DATA PROVIDED:

▬▬▬▬▬▬

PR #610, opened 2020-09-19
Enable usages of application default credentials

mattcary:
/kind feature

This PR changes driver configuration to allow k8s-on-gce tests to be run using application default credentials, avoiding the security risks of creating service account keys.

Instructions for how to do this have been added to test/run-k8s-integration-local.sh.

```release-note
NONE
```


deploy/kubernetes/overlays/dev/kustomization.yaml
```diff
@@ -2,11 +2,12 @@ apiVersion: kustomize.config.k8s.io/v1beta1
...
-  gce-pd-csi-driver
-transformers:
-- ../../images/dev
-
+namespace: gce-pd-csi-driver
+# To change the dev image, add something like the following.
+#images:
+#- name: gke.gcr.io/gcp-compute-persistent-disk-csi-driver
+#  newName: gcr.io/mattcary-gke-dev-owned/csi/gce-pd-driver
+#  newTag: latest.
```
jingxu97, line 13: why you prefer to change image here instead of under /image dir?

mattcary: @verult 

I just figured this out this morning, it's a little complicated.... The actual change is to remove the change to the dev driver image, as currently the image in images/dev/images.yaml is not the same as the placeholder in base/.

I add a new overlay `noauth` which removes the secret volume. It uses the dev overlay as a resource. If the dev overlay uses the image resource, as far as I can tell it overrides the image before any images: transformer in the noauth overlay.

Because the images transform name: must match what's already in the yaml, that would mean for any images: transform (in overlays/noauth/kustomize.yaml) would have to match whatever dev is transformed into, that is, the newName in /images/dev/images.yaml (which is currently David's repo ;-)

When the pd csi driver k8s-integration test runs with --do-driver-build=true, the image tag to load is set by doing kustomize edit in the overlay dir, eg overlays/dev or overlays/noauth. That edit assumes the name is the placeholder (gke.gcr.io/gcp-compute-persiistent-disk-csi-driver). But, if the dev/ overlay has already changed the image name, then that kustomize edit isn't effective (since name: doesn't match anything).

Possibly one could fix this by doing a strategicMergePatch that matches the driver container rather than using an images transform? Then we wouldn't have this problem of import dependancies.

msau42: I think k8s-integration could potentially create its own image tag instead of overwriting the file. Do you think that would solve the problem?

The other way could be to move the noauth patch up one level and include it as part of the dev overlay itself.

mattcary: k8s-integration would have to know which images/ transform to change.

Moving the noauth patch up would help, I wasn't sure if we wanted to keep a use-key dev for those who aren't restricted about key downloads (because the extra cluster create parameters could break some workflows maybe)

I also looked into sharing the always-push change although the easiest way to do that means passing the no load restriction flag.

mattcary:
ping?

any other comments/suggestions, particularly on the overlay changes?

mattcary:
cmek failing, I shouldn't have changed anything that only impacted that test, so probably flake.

▬▬▬▬▬▬

DIRECTIONS FOR THIS TASK:
Print every record exactly as it was given.

WRITTEN ANSWER:
PR #610, opened 2020-09-19
Enable usages of application default credentials

mattcary:
/kind feature

This PR changes driver configuration to allow k8s-on-gce tests to be run using application default credentials, avoiding the security risks of creating service account keys.

Instructions for how to do this have been added to test/run-k8s-integration-local.sh.

```release-note
NONE
```


deploy/kubernetes/overlays/dev/kustomization.yaml
```diff
@@ -2,11 +2,12 @@ apiVersion: kustomize.config.k8s.io/v1beta1
...
-  gce-pd-csi-driver
-transformers:
-- ../../images/dev
-
+namespace: gce-pd-csi-driver
+# To change the dev image, add something like the following.
+#images:
+#- name: gke.gcr.io/gcp-compute-persistent-disk-csi-driver
+#  newName: gcr.io/mattcary-gke-dev-owned/csi/gce-pd-driver
+#  newTag: latest.
```
jingxu97, line 13: why you prefer to change image here instead of under /image dir?

mattcary: @verult 

I just figured this out this morning, it's a little complicated.... The actual change is to remove the change to the dev driver image, as currently the image in images/dev/images.yaml is not the same as the placeholder in base/.

I add a new overlay `noauth` which removes the secret volume. It uses the dev overlay as a resource. If the dev overlay uses the image resource, as far as I can tell it overrides the image before any images: transformer in the noauth overlay.

Because the images transform name: must match what's already in the yaml, that would mean for any images: transform (in overlays/noauth/kustomize.yaml) would have to match whatever dev is transformed into, that is, the newName in /images/dev/images.yaml (which is currently David's repo ;-)

When the pd csi driver k8s-integration test runs with --do-driver-build=true, the image tag to load is set by doing kustomize edit in the overlay dir, eg overlays/dev or overlays/noauth. That edit assumes the name is the placeholder (gke.gcr.io/gcp-compute-persiistent-disk-csi-driver). But, if the dev/ overlay has already changed the image name, then that kustomize edit isn't effective (since name: doesn't match anything).

Possibly one could fix this by doing a strategicMergePatch that matches the driver container rather than using an images transform? Then we wouldn't have this problem of import dependancies.

msau42: I think k8s-integration could potentially create its own image tag instead of overwriting the file. Do you think that would solve the problem?

The other way could be to move the noauth patch up one level and include it as part of the dev overlay itself.

mattcary: k8s-integration would have to know which images/ transform to change.

Moving the noauth patch up would help, I wasn't sure if we wanted to keep a use-key dev for those who aren't restricted about key downloads (because the extra cluster create parameters could break some workflows maybe)

I also looked into sharing the always-push change although the easiest way to do that means passing the no load restriction flag.

mattcary:
ping?

any other comments/suggestions, particularly on the overlay changes?

mattcary:
cmek failing, I shouldn't have changed anything that only impacted that test, so probably flake.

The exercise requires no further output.